PR #492, opened 2025-10-06
[PM-26542] Add listing items functionality with session-based authentication with environment variable support for API key login

fer:
## 🎟️ Tracking

https://bitwarden.atlassian.net/browse/PM-26542

## 📔 Objective

Implements session-based authentication for the Rust Bitwarden CLI, enabling stateless command execution similar to the Node.js CLI. Users can now authenticate once with `bw login api-key` and reuse the session for subsequent commands.

demo

Added environment variable support (`BW_CLIENTID`, `BW_CLIENTSECRET`, `BW_PASSWORD`) to the `bw login api-key` command and made it return a base64-encoded session key (like the Node.js CLI, **although this one is reaally long**) that can be potentially used with --session (or `BW_SESSION`) for subsequent vault operations.

### Session Management

- **Session Export**: Added `export_session()` to serialize full client state
- **Session Import**: Added `import_session()` to restore complete authenticated state from session string
- **Session Format**: Base64-encoded JSON containing all crypto keys and OAuth tokens needed for vault operations

### Environment Variable Support
Added support for environment variables in `bw login api-key`:
- `BW_CLIENTID` (or `BW_CLIENT_ID`): API client ID
- `BW_CLIENTSECRET` (or `BW_CLIENT_SECRET`): API client secret
- `BW_PASSWORD`: Master password
- Environment variables take precedence over interactive prompts

### List Command Implementation
- Implemented `bw list items` with filtering options:
  - `--search`: Text search across items
  - `--folderid`: Filter by folder
  - `--collectionid`: Filter by collection
  - `--organizationid`: Filter by organization
  - `--trash`: Show deleted items
- Returns decrypted vault items as JSON

### Session Usage
The global `--session` flag and `BW_SESSION` environment variable now work across all commands, automatically restoring client state before execution.

## Usage Example
```bash
# Set credentials via environment variables
export BW_CLIENTID="user.xxx"
export BW_CLIENTSECRET="xxx"
export BW_PASSWORD="xxx"

# Login and capture session
SESSION=$(bw login api-key)

# Use session for subsequent commands
bw list items --session "$SESSION"

# Or via environment variable
export BW_SESSION="$SESSION"
bw list items
```

## ⏰ Reminders before review

- CI builds passed
  team

## 🦮 Reviewer guidelines

### DIFF
--- a/crates/bitwarden-cli/src/lib.rs
+++ b/crates/bitwarden-cli/src/lib.rs
@@ -15,3 +15,29 @@ pub fn text_prompt_when_none(prompt: &str, val: Option<String>) -> InquireResult
         Text::new(prompt).prompt()?
     })
 }
+
+/// Try to get a value from CLI arg, then from environment variables, then prompt
+///
+/// Checks multiple environment variable names in order (e.g., BW_CLIENTID, BW_CLIENT_ID)
+pub fn text_or_env_prompt(
+    prompt: &str,
+    cli_val: Option<String>,
+    env_var_names: &[&str],
+) -> InquireResult<String> {
+    // First check if provided via CLI
+    if let Some(val) = cli_val {
+        return Ok(val);
+    }
+
+    // Then check environment variables
+    for env_var in env_var_names {
+        if let Ok(val) = std::env::var(env_var) {
+            if !val.is_empty() {
+                return Ok(val);
+            }
+        }
+    }
+
+    // Finally, prompt the user
+    Text::new(prompt).prompt()
+}
--- a/crates/bitwarden-cli/src/lib.rs
+++ b/crates/bitwarden-cli/src/lib.rs
@@ -19,7 +19,7 @@ pub fn text_prompt_when_none(prompt: &str, val: Option<String>) -> InquireResult
 /// Try to get a value from CLI arg, then from environment variables, then prompt
 ///
 /// Checks multiple environment variable names in order (e.g., BW_CLIENTID, BW_CLIENT_ID)
-pub fn text_or_env_prompt(
+pub fn resolve_user_input_value(
     prompt: &str,
     cli_val: Option<String>,
     env_var_names: &[&str],
--- a/crates/bw/src/auth/login.rs
+++ b/crates/bw/src/auth/login.rs
@@ -1,4 +1,4 @@
-use bitwarden_cli::text_prompt_when_none;
+use bitwarden_cli::{text_or_env_prompt, text_prompt_when_none};
 use bitwarden_core::{
     Client,
     auth::login::{
@@ -93,11 +93,24 @@ pub(crate) async fn login_api_key(
     client: Client,
     client_id: Option<String>,
     client_secret: Option<String>,
-) -> Result<()> {
-    let client_id = text_prompt_when_none("Client ID", client_id)?;
-    let client_secret = text_prompt_when_none("Client Secret", client_secret)?;
+) -> Result<String> {
+    let client_id = text_or_env_prompt("Client ID", client_id, &["BW_CLIENTID", "BW_CLIENT_ID"])?;
+    let client_secret = text_or_env_prompt(
+        "Client Secret",
+        client_secret,
+        &["BW_CLIENTSECRET", "BW_CLIENT_SECRET"],
+    )?;
 
-    let password = Password::new("Password").without_confirmation().prompt()?;
+    // Check for password in environment variable first
+    let password = if let Ok(pwd) = std::env::var("BW_PASSWORD") {
+        if !pwd.is_empty() {
+            pwd
+        } else {
+            Password::new("Password").without_confirmation().prompt()?
+        }
+    } else {
+        Password::new("Password").without_confirmation().prompt()?
+    };
 
     let result = client
         .auth()
@@ -110,7 +123,10 @@ pub(crate) async fn login_api_key(
 
     debug!("{result:?}");
 
-    Ok(())
+    // Export the user key as a session string
+    let session = client.internal.export_user_key_as_session()?;
+
+    Ok(session)
 }
 
 pub(crate) async fn login_device(
--- a/crates/bw/src/auth/login.rs
+++ b/crates/bw/src/auth/login.rs
@@ -94,7 +94,8 @@ pub(crate) async fn login_api_key(
     client_id: Option<String>,
     client_secret: Option<String>,
 ) -> Result<String> {
-    let client_id = resolve_user_input_value("Client ID", client_id, &["BW_CLIENTID", "BW_CLIENT_ID"])?;
+    let client_id =
+        resolve_user_input_value("Client ID", client_id, &["BW_CLIENTID", "BW_CLIENT_ID"])?;
     let client_secret = resolve_user_input_value(
         "Client Secret",
         client_secret,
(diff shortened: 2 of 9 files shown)


crates/bitwarden-cli/src/lib.rs
```diff
@@ -15,3 +15,29 @@ pub fn text_prompt_when_none(prompt: &str, val: Option<String>) -> InquireResult
         Text::new(prompt).prompt()?
     })
 }
+
+/// Try to get a value from CLI arg, then from environment variables, then prompt
+///
+/// Checks multiple environment variable names in order (e.g., BW_CLIENTID, BW_CLIENT_ID)
+pub fn text_or_env_prompt(
```
addisonbeck:
```suggestion
pub fn resolve_user_input_value(
```

Just a suggestion. This name seems a little vague.

addisonbeck (dismissed):
This looks good to me. Will re-approve if you decide to rename `text_or_env_prompt`, but that's not blocking.

crates/bitwarden-cli/src/lib.rs
fer: thank you for this feedback! I've replaced the function name and usages in my last commit.

Also wondering about renaming `text_prompt_when_none` for a more proper name, don't hesitate to point out your suggestion please:

https://github.com/bitwarden-labs/sdk-internal/blob/9236ae5a0b98453598926aeed9a175588596732d/crates/bw/src/auth/login.rs#L1

crates/bw/src/vault/list.rs
```diff
@@ -0,0 +1,111 @@
+use bitwarden_core::Client;
+use bitwarden_vault::{CipherListView, SyncRequest, VaultClientExt};
+use color_eyre::eyre::{Result, bail};
+
+use crate::render::CommandOutput;
+
+#[derive(Debug)]
+pub struct ListOptions {
+    pub object: String,
```
nick-livefront: ⛏️ With their only being a finite amount of options an enum can narrow the available options here. 

```rust
pub enum ObjectType {
    #[value(name = "items")]
    Items,
    #[value(name = "folders")]
    Folders,
    #[value(name = "collections")]
    Collections,
    #[value(name = "organizations")]
    Organizations,
    #[value(name = "org-collections")]
    OrgCollections,
    #[value(name = "org-members")]
    OrgMembers,
}
```

crates/bw/src/vault/list.rs
```diff
@@ -0,0 +1,111 @@
...
+    pub search: Option<String>,
+    pub folderid: Option<String>,
+    pub collectionid: Option<String>,
+    pub organizationid: Option<String>,
+    pub trash: bool,
+}
```
nick-livefront, line 28: ❓ Archive is near future feature that was recently implemented in the CLI, should that be considered here?

https://github.com/bitwarden/clients/pull/16502

crates/bw/src/vault/list.rs
```diff
@@ -0,0 +1,111 @@
...
+        if let Some(ref org_id) = options.organizationid {
+            if item.organization_id.as_ref().map(|id| id.to_string()) != Some(org_id.clone()) {
+                return false;
+            }
+        }
+
+        // Search filter (case-insensitive search in name)
+        if let Some(ref search_term) = options.search {
+            let search_lower = search_term.to_lowercase();
+            if !item.name.to_lowercase().contains(&search_lower) {
```
nick-livefront: ❌ The current implementation of search within the CLI checks the `id`, `name`, `subtitle` and `uris`.  [searchService.searchCiphersBasic](https://github.com/bitwarden/clients/blob/91a661a02560b0840d6d858a2939a0c5cca5bb93/libs/common/src/vault/services/search.service.ts#L313-L333), I would think we'd want parity to that here.

nick-livefront (changes requested):
Let me know if there is future work slated to flush out the implementation of the vault related items. If `list` is just being used as an easy implementation to test against, the changes are good with me.

crates/bw/src/vault/list.rs
fer: Changes:
- Added `ObjectType` enum with `ValueEnum` derive for clap integration
- Updated `ListOptions.object` field from `String` to `ObjectType`
- Replaced string matching with enum pattern matching in list()
- Removed manual error handling for invalid object types

The enum uses kebab-case naming to maintain CLI compatibility.

fer: The `ListOptions` struct is still needed because it contains the filtering parameters (`search`, `folderid`, `collectionid`, `organizationid`, `trash`) that apply to list operations. 

The CLI now provides type-safe validation and shows available options in help output.

crates/bw/src/vault/list.rs
fer: I've added an unimplemented archive feature to match Node.js CLI:

- Add `archive` command with todo!() placeholder
- Add `--archived` flag to list command
- Update `ListOptions` struct with archived field

fer: Updated to match `searchService.searchCiphersBasic` - now searches ID (8+ chars), name, subtitle, and URIs with case-insensitive matching.

Please let me know if tests are needed.

nick-livefront (approved):
Thank you for addressing my feedback!

fer:
> This looks good to me. Will re-approve if you decide to rename `text_or_env_prompt`, but that's not blocking.

Please don't hesitate to propose more changes if needed, happy to help!

crates/bw/src/auth/login.rs
```diff
@@ -108,7 +124,19 @@ pub(crate) async fn login_api_key(
...
 
-    Ok(())
+    // Sync vault data after successful login
+    let sync_result = client
+        .vault()
+        .sync(&SyncRequest {
+            exclude_subdomains: Some(true),
+        })
+        .await?;
+    info!("Synced {} ciphers", sync_result.ciphers.len());
```
Patrick-Pimentel-Bitwarden, line 134: ❓ Do we have any guidance on how and when we are to be logging?

Hinton (commented):
Do we need to add this into the core crate? I was imaging we could temporarily add some glue code to the cli expecially since this implementation isn't really compliant to the current cli.

fer:
> Do we need to add this into the core crate? I was imaging we could temporarily add some glue code to the cli expecially since this implementation isn't really compliant to the current cli.

@Hinton I do believe it probably should be somewhere else, and agreed that the direct key extraction/injection might violate KM architecture. 

Please don't hesitate to point me out on how to refactor this situation. My current idea is to move export/import to `bitwarden_crypto` (❓) context file and then in `internal.rs` just simply wrap.

crates/bw/src/auth/login.rs
fer: Since it's outputting non-sensitive data, this should be fine. 

But I can also remove it if uncomfortable.

Patrick-Pimentel-Bitwarden: As discussed, seems to be fine per our recommendations. I am thinking we should have out logging intention defined somewhere so I'll make a task for that.

Hinton:
Not sure where you got `bitwarden-crypto` from. I specifically asked for the cli.

I hacked together https://github.com/bitwarden-labs/sdk-internal/pull/1 which ilustrates how we can implement this in the least invasive way possible to other crates.

Additionally after discussions with other people we don't feel comfortable calling this session, because it works in a fundamentally different way from session in the regular cli. Rather than providing an encryption key the session is just a b64 encoded dump of very sensitive data.

To that end, we think renaming `login api-key` to `login temporary-insecure-login api-key` and `session` to `temporary-insecure-session` will avoid any confusion about this down the road.

JaredSnider-Bitwarden:
@fer , can we please close this PR since the associated ticket is abandoned?

PR #1286, opened 2026-07-21
docs(crypto): clarify encryptable contract

quexten:
Encryptables currently have mis-usages, which lead to easy bugs. For example, encrypt(decrypt(encrypt(K1), K1), K2) may lead to an item partially being encrypted by K1, and partially by K2. The next decrypt will fail. This is entirely unexpceted and a footgun. This PR adds clarification on the intent (contract) of the traits, and tags usages that are violating the contract.


eligrubb (approved):
Love it!

nikwithak (approved):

* _What needs to be done_
Everything from the first line of the listing above through the line holding "### Session Usage" must be retyped exactly; nothing else belongs in the reply.

* _Solution for this problem_
PR #492, opened 2025-10-06
[PM-26542] Add listing items functionality with session-based authentication with environment variable support for API key login

fer:
## 🎟️ Tracking

https://bitwarden.atlassian.net/browse/PM-26542

## 📔 Objective

Implements session-based authentication for the Rust Bitwarden CLI, enabling stateless command execution similar to the Node.js CLI. Users can now authenticate once with `bw login api-key` and reuse the session for subsequent commands.

demo

Added environment variable support (`BW_CLIENTID`, `BW_CLIENTSECRET`, `BW_PASSWORD`) to the `bw login api-key` command and made it return a base64-encoded session key (like the Node.js CLI, **although this one is reaally long**) that can be potentially used with --session (or `BW_SESSION`) for subsequent vault operations.

### Session Management

- **Session Export**: Added `export_session()` to serialize full client state
- **Session Import**: Added `import_session()` to restore complete authenticated state from session string
- **Session Format**: Base64-encoded JSON containing all crypto keys and OAuth tokens needed for vault operations

### Environment Variable Support
Added support for environment variables in `bw login api-key`:
- `BW_CLIENTID` (or `BW_CLIENT_ID`): API client ID
- `BW_CLIENTSECRET` (or `BW_CLIENT_SECRET`): API client secret
- `BW_PASSWORD`: Master password
- Environment variables take precedence over interactive prompts

### List Command Implementation
- Implemented `bw list items` with filtering options:
  - `--search`: Text search across items
  - `--folderid`: Filter by folder
  - `--collectionid`: Filter by collection
  - `--organizationid`: Filter by organization
  - `--trash`: Show deleted items
- Returns decrypted vault items as JSON

### Session Usage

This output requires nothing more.